What life is all about

Sunday, May 3rd, 2009

            I’m a huge non-fan of most “inspirational” sayings and metaphors for life.  You know, like “Somewhere someone is training harder than you.”  No sh*t.  But I bet that someone didn’t stay up all last night with a sick kid, either.  Or, “Everyday a gazelle wakes up on the African savanna knowing that it has to run faster than the lions that day.”  Wow, man, like pass the bong.  Actually, Young gazelle wakes up and sees sick, slow, OLD gazelle struggling to get to his feet and knows he can mail it in that day.    

            There is some worldly wisdom however, boiled down to a few words, that does SPEAK TO ME.  “Just do it” is deceptively profound and pumps me up.  “The journey of a 1000 miles beginning with one step” is an oldy but a goody.  And call me a softy, but Margaret Mead’s “Never doubt the power of a few to change the world…” still gives me goosebumps.

            A long while back my dad sent me a letter with a message that still motivates me twenty years later.  I got the letter back when I was not too long out of college, back when I was really too young to comprehend the value of the message.  (But I’ve hung on to it all this time.)

            The letter was a single piece of unlined white paper (now yellow and getting brittle) with the following couple of handwritten sentences and 6 typed paragraphs:

 

            “Mike, I read this recently and was very much impressed by what it had to say.  Read it, think about it, and read it again from time to time.  I believe it does a good job of describing what life is all about.  Love Ya, Dad.”
 

                      
                                      The Station
            Tucked away in our subconscious is an idyllic vision.  We see ourselves on a long trip that spans the continent.  We are traveling by train.  Out the windows we drink in the passing scene of cars on nearby highways, of children waving at a crossing, of cattle grazing on a distant hill, of smoke pouring from a power plant, of row upon row of corn and wheat, of flatlands and valleys, of mountains and rolling hillsides, of city skylines and village halls. 

            But uppermost in our minds is the final destination.  On a certain day at a certain hour we will pull into the station.  Bands will be playing and flags waving.  Once we get there so many wonderful dreams will come true and the pieces of our lives will fit together like a completed jigsaw puzzle.  How restlessly we pace the aisles, damning the minutes for loitering – waiting, waiting, waiting for the station.

            “When we reach the station, that will be it!”, we cry.  “When I’m 18.”  “When I buy a new 450 SL Mercedes Benz!”  When I put the last kid through college.”  When I have paid off the mortgage.”  When I get a promotion.”  “When I reach the age of retirement, I shall live happily ever after!”

            Sooner or later we must realize that there is no station, no one place to arrive at once and for all.  The true joy of life is the trip.  The station is only a dream.  It constantly outdistances us.

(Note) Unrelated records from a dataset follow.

PR #821, opened 2024-10-22
[Demo] Use plotly.express for more charts in the visual vocabulary

antonymilne:
## Description

Various small bits of tidying but the main change is that I've rewritten `butterfly`, `column_and_line`, `dumbbell` and `diverging_stacked_bar`. I already discussed this with @huong-li-nguyen before she went on holiday so I think this should be fine to merge already and then she can take another look when she's back.

Appearance of the graphs is almost exactly the same in all the examples, so no new screenshots here.

Here's our preferred scheme:
* base plot on `px` where possible
* pass through `**kwargs` for all arguments apart from `data_frame` (which you need to specify due to `capture` decorator)
* write code to be as generic as possible i.e. not hardcoding x vs. y or assuming the structure of `data_frame` using `groupby` etc.

Now these plots are much more generic they are suitable for potential addition to `vizro.charts` rather than being specific examples.

The main advantage of this is that we get lots of the nice parts of `px` for free, e.g.
* we can handle long and wide format data
* you can pass arguments like `pattern_shape` or `log_x` etc. and they will work (some arguments like facets probably won't fully, but the vast majority of them will)
* you get the nice hover data, handling of automatic colour schemes, other nice touches etc. from `px`

> [!NOTE]
> (up for discussion, maybe will add to docs if it seems like good advice). In general with Vizro dashboards I recommend always starting off by basing your plot on `px`. Writing something fully generic takes quite a while and is generally not worth the effort if it's a custom chart for a single dashboard, but it's nice to get the hover data and familiar `px` API for free.

## Notice


vizro-core/examples/visual-vocabulary/pages/deviation.py
```diff
@@ -80,18 +80,14 @@
         """
         ),
         vm.Graph(
-            title="Would you recommend the pastry to your friends?",
+            title="I would recommend this pastry to my friends",
+            # TODO: when it's possible to update a figure without making a whole new function, remove the - signs from
+            # the x-axis (and maybe hover labels). It's not possible to do this dynamically in diverging_stacked_bar.
```
antonymilne, line 85:
```suggestion
```

vizro-core/examples/visual-vocabulary/custom_charts.py
```diff
@@ -13,40 +13,37 @@
...
     A butterfly chart is a type of bar chart where two sets of bars are displayed back-to-back, often used to compare
     two sets of data.
 
     Args:
-        data_frame (pd.DataFrame): The data source for the chart.
-        x1 (str): The name of the column in the data frame for the first set of bars (negative values).
-        x2 (str): The name of the column in the data frame for the second set of bars (positive values).
-        y (str): The name of the column in the data frame for the y-axis (categories).
+        data_frame (pd.DataFrame): The data frame for the chart. Can be long form or wide form.
+            See https://plotly.com/python/wide-form/.
```
petar-qb, line 24: Why do you emphasise long vs wide form for these four added examples?

vizro-core/examples/visual-vocabulary/custom_charts.py
```diff
@@ -65,80 +62,87 @@ def sankey(data_frame: pd.DataFrame, source: str, target: str, value: str, label
...
+    line = px.line(
+        data_frame,
+        x=x,
+        y=y_line,
+        markers=True,
+        color_discrete_sequence=fig.layout.template.layout.colorway[len(bar.data) :],
     )
+    for trace in line.data:
+        fig.add_trace(trace, secondary_y=True)
+    fig.update_layout(yaxis2={"tickmode": "sync", "overlaying": "y", "title": line.layout.yaxis.title})
```
petar-qb, line 127: Examples are more readable (at least for me) when empty lines are added between code logical parts. Ignore this if you disagree. 
```suggestion
    line = px.line(
        data_frame,
        x=x,
        y=y_line,
        markers=True,
        color_discrete_sequence=fig.layout.template.layout.colorway[len(bar.data) :],
    )

    for trace in line.data:
        fig.add_trace(trace, secondary_y=True)

    fig.update_layout(yaxis2={"tickmode": "sync", "overlaying": "y", "title": line.layout.yaxis.title})
```

vizro-core/examples/visual-vocabulary/pages/time.py
```diff
@@ -70,8 +70,8 @@
         vm.Graph(
             figure=categorical_column(
                 gapminder.query("country == 'Nigeria' and year > 1970"),
-                y="gdpPercap",
                 x="year",
+                y="gdpPercap",
```
petar-qb, line 74: This reminds me of an initiative I had about a year ago to standardise the order of `x` and `y` arguments in all the examples in our repository. Every time I see `y` before `x`, it just hurts my eyes! 😅

petar-qb (approved):
I like this PR and the initiatives from the description. 🎨 
I left just a few small comments, but overall the PR looks 🥇!

vizro-core/examples/visual-vocabulary/custom_charts.py
```diff
@@ -65,80 +63,87 @@ def sankey(data_frame: pd.DataFrame, source: str, target: str, value: str, label
...
     (y-axis 2), sharing the same x-axis. The y-axes for the bar and line graphs are synchronized and overlaid.
 
     Args:
         data_frame (pd.DataFrame): The data source for the chart.
-        x (str): The column name to be used for the x-axis.
-        y_column (str): The column name to be used for the y-axis 1, representing the column chart.
-        y_line (str): The column name to be used for the y-axis 2, representing the line chart.
+        x (str): Either a name of a column in data_frame, or a pandas Series or array_like object.
+        y_column (str): Either a name of a column in data_frame, or a pandas Series or array_like object.
+        y_line (str): Either a name of a column in data_frame, or a pandas Series or array_like object.
```
maxschulz-COL, line 107:
```suggestion
        x: Either a name of a column in data_frame, or a pandas Series or array_like object.
        y_column: Either a name of a column in data_frame, or a pandas Series or array_like object.
        y_line: Either a name of a column in data_frame, or a pandas Series or array_like object.
```

vizro-core/examples/visual-vocabulary/custom_charts.py
```diff
@@ -65,80 +63,87 @@ def sankey(data_frame: pd.DataFrame, source: str, target: str, value: str, label
...
 
 
 @capture("graph")
-def column_and_line(data_frame: pd.DataFrame, x: str, y_column: str, y_line: str) -> go.Figure:
+def column_and_line(
+    data_frame: pd.DataFrame,
+    x: Union[str, pd.Series, list[str], list[pd.Series]],
+    y_column: Union[str, pd.Series, list[str], list[pd.Series]],
+    y_line: Union[str, pd.Series, list[str], list[pd.Series]],
+) -> go.Figure:
```
maxschulz-COL, line 97: This is where this approach hits a limit, and we cannot pass kwargs twice - an issue we also encountered in the charts of old, just mentioning this again, as we would start to have inconsistencies between the charts etc

vizro-core/examples/visual-vocabulary/custom_charts.py
```diff
@@ -65,80 +63,87 @@ def sankey(data_frame: pd.DataFrame, source: str, target: str, value: str, label
...
-        data_frame,
-        x=x,
-        y=y,
-    )
+def categorical_column(data_frame: pd.DataFrame, **kwargs) -> go.Figure:
+    """Creates a column chart where the x-axis values are converted to category type.
+
+    Args:
+        data_frame (pd.DataFrame): The data frame for the chart. Can be long form or wide form.
+            See https://plotly.com/python/wide-form/.
```
maxschulz-COL, line 139:
```suggestion
        data_frame: The DataFrame for the chart. Can be long form or wide form.
            See https://plotly.com/python/wide-form/.
```
Was it possible to add wide and long form on the butterfly chart? If yes we should make the docs sync

vizro-core/examples/visual-vocabulary/custom_charts.py
```diff
@@ -65,80 +63,87 @@ def sankey(data_frame: pd.DataFrame, source: str, target: str, value: str, label
...
+        **kwargs: Keyword arguments to pass into px.bar (e.g. x, y, labels).
```
maxschulz-COL, line 140: Would add a link here - will not mention again

vizro-core/examples/visual-vocabulary/custom_charts.py
```diff
@@ -13,40 +13,38 @@
 # it can get out of sync. But probably we don't want the docstrings in the short code snippet.
 # Ultimately these charts will probably move to vizro.charts anyway.
 @capture("graph")
-def butterfly(data_frame: pd.DataFrame, x1: str, x2: str, y: str) -> go.Figure:
+def butterfly(data_frame: pd.DataFrame, **kwargs) -> go.Figure:
     """Creates a custom butterfly chart using Plotly's go.Figure.
```
maxschulz-COL, line 17: Should this not mention `px` now?

vizro-core/examples/visual-vocabulary/custom_charts.py
```diff
@@ -158,36 +163,31 @@ def waterfall(data_frame: pd.DataFrame, x: str, y: str, measure: list[str]) -> g
...
     )
-    fig.update_layout(showlegend=False)
-    return fig
 
 
 @capture("graph")
-def radar(data_frame, **kwargs) -> go.Figure:
-    """Creates a radar chart using Plotly's `line_polar`.
+def radar(data_frame: pd.DataFrame, **kwargs) -> go.Figure:
+    """Creates a radar chart using Plotly's px.line_polar.
```
maxschulz-COL, line 180: Would maybe go over the one-liners of all charts. Reason: sometimes we say what the underlying framework is (Plotly, px, go) sometimes we just mentioned the chart type. Would unify this a bit

vizro-core/examples/visual-vocabulary/custom_charts.py
```diff
@@ -158,36 +163,31 @@ def waterfall(data_frame: pd.DataFrame, x: str, y: str, measure: list[str]) -> g
...
 
     A radar chart is a type of data visualization in which there are three or more
     variables represented on axes that originate from the same central point.
 
     Args:
-        data_frame (pd.DataFrame): The data source for the chart.
-        **kwargs: Keyword arguments that can be passed into Plotly's line_polar (i.e. r, theta, etc.)
+        data_frame (pd.DataFrame): The data frame for the chart.
```
maxschulz-COL, line 186:
```suggestion
        data_frame: The DataFrame for the chart.
```

vizro-core/examples/visual-vocabulary/custom_charts.py
```diff
@@ -196,107 +196,106 @@ def radar(data_frame, **kwargs) -> go.Figure:
...
 
     A dumbbell plot is a type of dot plot where the points, displaying different groups, are connected with a straight
     line. They are ideal for illustrating differences or gaps between two points.
 
     Args:
-        data_frame (pd.DataFrame): The data source for the chart.
-        x (str): Column name in `data_frame` for x-axis values.
-        y (str): Column name in `data_frame` for y-axis values.
-        color (str): Column name in `data_frame` used for coloring the markers.
+        data_frame (pd.DataFrame): The data frame for the chart. Can be long form or wide form.
```
maxschulz-COL, line 206:
```suggestion
        data_frame: The DataFrame for the chart. Can be long form or wide form.
```

vizro-core/examples/visual-vocabulary/custom_charts.py
```diff
@@ -196,107 +196,106 @@ def radar(data_frame, **kwargs) -> go.Figure:
...
 
     Args:
-       data_frame (pd.DataFrame): The data frame for the chart.
-       y (str): The name of the categorical column in the data frame to be used for the y-axis (categories)
-       category_pos (list[str]): List of column names in the data frame representing positive values. Columns should be
-            ordered from least to most positive.
-       category_neg (list[str]): List of column names in the DataFrame representing negative values. Columns should be
-            ordered from least to most negative.
-       color_discrete_map: Optional[dict[str, str]]: A dictionary mapping category names to color strings.
+        data_frame (pd.DataFrame): The data frame for the chart. Can be long form or wide form.
```
maxschulz-COL, line 254:
```suggestion
        data_frame: The DataFrame for the chart. Can be long form or wide form.
```

vizro-core/examples/visual-vocabulary/custom_charts.py
```diff
@@ -196,107 +196,106 @@ def radar(data_frame, **kwargs) -> go.Figure:
...
-                marker_color=color_discrete_map.get(column, None) if color_discrete_map else None,
-            )
-        )
-
-    # Update layout and add central baseline
-    fig.update_layout(barmode="relative")
-    fig.add_vline(x=0, line_width=2, line_color="grey")
+    fig = px.bar(data_frame, **kwargs)
+
+    # Fix legend position according to the order of traces. This ensures that "Strongly disagree" comes before
```
maxschulz-COL, line 263: I trust that this works ;)

maxschulz-COL (approved):
🚀  I like it a lot! This seems like a great step towards `vizro.charts` 🚀 

I have mostly nitty gritty tidying suggestions which i mentioned on source code, but not the examples. Hopefully they are easily implemented by just clicking accept. The most important one is to keep a consistent docstring format for types.

As for the comments on function description standardization, I think they are not important, but I thought to mention them. Feel free to ignore them of course!

vizro-core/examples/visual-vocabulary/custom_charts.py
antonymilne: * it's not something that would be immediately obvious from the examples given. Because we only have one example for each chart we only show the `data_frame` that's in either long or wide form, so you might think that your data has to be in that format
* it's like a super power of plotly express that this is handled so well so something that we should boast about 😀

vizro-core/examples/visual-vocabulary/custom_charts.py
antonymilne: Generally agree with you 💯  But here there's a bit of a tradeoff with how big we make the code snippet for the dashboard code markdown cell since if it's too long then it required too much scrolling for the dashboard user, which is ultimately more important than what's readable for us in an IDE. Let me see how this one renders and work out what's best overall!

vizro-core/examples/visual-vocabulary/pages/time.py
antonymilne: Haha yes, I generally agree 😀

vizro-core/examples/visual-vocabulary/custom_charts.py
antonymilne: Yes, let me change that!

vizro-core/examples/visual-vocabulary/custom_charts.py
```diff
@@ -13,40 +13,38 @@
...
     two sets of data.
 
     Args:
-        data_frame (pd.DataFrame): The data source for the chart.
-        x1 (str): The name of the column in the data frame for the first set of bars (negative values).
-        x2 (str): The name of the column in the data frame for the second set of bars (positive values).
-        y (str): The name of the column in the data frame for the y-axis (categories).
+        data_frame (pd.DataFrame): The data frame for the chart. Can be long form or wide form.
+            See https://plotly.com/python/wide-form/.
+        **kwargs: Keyword arguments to pass into px.bar (e.g. x, y, labels).
```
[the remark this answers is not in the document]
antonymilne: I'm responding to this one in a bigger overall comment just so it's all in one place for future reference.

vizro-core/examples/visual-vocabulary/custom_charts.py
antonymilne: Yes, I spent a long timed thinking about this plot and found it very awkward for exactly that reason! As I saw it the options were:
* declare one chart to be the "primary" one and pass `**kwargs` through to that. But here the column and line charts are really on equal standing so it would be an arbitrary choice which was the primary chart
* pass the same `**kwargs` through to both the column and line charts. This limits `kwargs` to only work with arguments that are common between both and always passes the same value to both. I'm not sure in practice if that is fine or makes it useless
* have arguments `column_kwargs` and `line_kwargs`. I _think_ this is actually ok (it's not so different from how other things are handled in plotly) but didn't think it was worth doing here since I'm not 100% sure

vizro-core/examples/visual-vocabulary/custom_charts.py
antonymilne: I think yes, but let me check!

antonymilne: Yes indeed it is.

vizro-core/examples/visual-vocabulary/custom_charts.py
antonymilne: ok, it still looks good with the extra space, so done 👍

antonymilne:
Thanks for the reviews @petar-qb and @maxschulz-COL!

Definitely good points on the docstrings @maxschulz-COL. I just spent a while going through all of them (not only the ones I changed) to tidy them up so all should be good there. I would have expected `pydocstyle` (through `ruff`) to have picked up that we shouldn't have type hints in the docstrings though - do you think it's working ok? Or maybe we need `pydoclint` or something else to do that?

---

## Notes on `vizro.charts` in response to comments and for future reference

This PR is still kind of MVP so I decided to keep the docstrings short and sweet for now, so they don't mention conditions like two groups or which arguments might not work. If and when we move this stuff to `vizro.charts` I would tighten up on those things, but at the moment the level of documentation here is comparable to the other custom charts which also have lots of implicit assumptions, so I'll leave it like this for now.

Definitely let's discuss again before adding anything to `vizro.charts` - I'm actually not in a huge hurry to do that. I agree the `**kwargs` approach has some problems, and maybe overall using `make_figure` would actually be better for some of these after all.

@maxschulz-COL raised a great point in the team learning session that maybe we actually _don't_ want the visual vocabulary snippets to show this weird looking generic code and would instead be better showing a specific code snippet that's easier for a copy and paste user to understand and tweak. But if we do end up moving this code (or similar) to `vizro.charts` then we'd just simplify all those examples to do `from vizro.charts import butterfly` etc. anyway. So now I'm in two minds whether I've actually improved the dashboard or whether most of these changes should be reverted and saved for possible future additions to `vizro.charts` 😅 I'll leave like this for now anyway because there's some follow up changes I'd like to get finished off in another PR.

If/when it comes to adding stuff to `vizro.charts` then it's not totally clear to me at the moment which of these would be good candidates. Should all plots in visual vocabulary be possible in a single function call (either `vizro.plotly.express` or `vizro.charts`)? e.g. this chart:
```
@capture("graph")
def radar(data_frame: pd.DataFrame, **kwargs) -> go.Figure:
    fig = px.line_polar(data_frame, **kwargs)
    fig.update_traces(fill="toself")
    return fig
```

In future a Vizro user should be able to do this without defining a custom chart function at all so we won't need a function for it. So the only thing a `vizro.charts` version would add is (a) our opinion to fill in the traces and (b) one-to-one corresponds with visual vocabulary dashboard. It's not immediately clear to me how custom a custom chart needs to be before it's worth adding to `vizro.charts`.

No need to resolve these questions now, but just putting them here to keep track of it in one place.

            “Relish the moment” is a good motto, especially when coupled with Psalm 118:24.  “This is the day which the Lord hath made; we shall rejoice and be glad in it.”  It isn’t the burdens of today that drive men mad.  It is the regrets over yesterday and the fear of tomorrow.  Regret and fear are twin thieves who rob us of today.

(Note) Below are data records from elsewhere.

PR #825, opened 2024-10-25
PR test, do not merge

maartenbreddels:
Just to see what happens when someone who is not a member of vizro opens a PR. Do we get the PyCafe message?


maxschulz-COL:
> Just to see what happens when someone who is not a member of vizro opens a PR. Do we get the PyCafe message?

Ah you need to change something in `vizro-core` :) Otherwise there would be not so much point I think

maartenbreddels:
```
github.GithubException.GithubException: 403 {"message": "Resource not accessible by integration", "documentation_url": 
```
This is what I was expecting, and the `workflow_run` trick we describe in https://py.cafe/docs/use-cases/developers#create-a-status-link solves that.

maxschulz-COL:
Closed as ressolved

PR #845, opened 2024-10-30
[Demo] Open ViViVo links outside iframe

antonymilne:
## Description

@Joseph-Perkins noticed that if you open up [ViViVo on HF in an iframe](https://huggingface.co/spaces/vizro/demo-visual-vocabulary) then the links to github don't work. The reason for this is
https://stackoverflow.com/questions/7649361/github-gist-page-wont-load-in-iframe. The solution is to open these links with ~`target="_top"` to escape the iframe~ `target="_blank"`.

## Notice


petar-qb (approved):

antonymilne:
Surprisingly this fix doesn't actually work. So it's blocked pending https://discuss.huggingface.co/t/allow-navigation-outside-iframe/114755/2.

huong-li-nguyen (approved):

vizro-core/examples/visual-vocabulary/custom_components.py
```diff
@@ -50,7 +50,9 @@ class Markdown(vm.VizroBaseModel):
 
     def build(self):
         """Returns a markdown component with an optional classname."""
-        return dcc.Markdown(id=self.id, children=self.text, dangerously_allow_html=False, className=self.classname)
+        return dcc.Markdown(
+            id=self.id, children=self.text, dangerously_allow_html=False, className=self.classname, link_target="_top"
+        )
```
antonymilne, line 55:
```suggestion
        return dcc.Markdown(
            id=self.id, children=self.text, dangerously_allow_html=False, className=self.classname, link_target="_blank"
        )
```

antonymilne:
I've raised the issue on the HF discord also but realistically don't expect them to change anything here, so until we hear otherwise the solution is just to open all these links in a new tab with `target="_blank"`. It's not great for usability but unfortunately it's the only way to get the links to open from inside the iframe.

FYI @nadijagraca @huong-li-nguyen this is what I mentioned yesterday at standup.

antonymilne:
HF have said they won't change the settings here so we must continue to open them in a new tab.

            So stop pacing the aisles and counting the miles.  Instead, climb more mountains, eat more ice cream, go barefoot more often, swim more rivers, watch more sunsets, laugh more, cry less.  Life must be lived as we go along.  The station will come soon enough.

 

            I framed this piece of paper and hung it on my wall several years ago and, like my dad recommended, I read it “again from time to time.”  The significance of the message rings truer every year as my train draws slowly, but nonetheless non-stop, closer to the final station.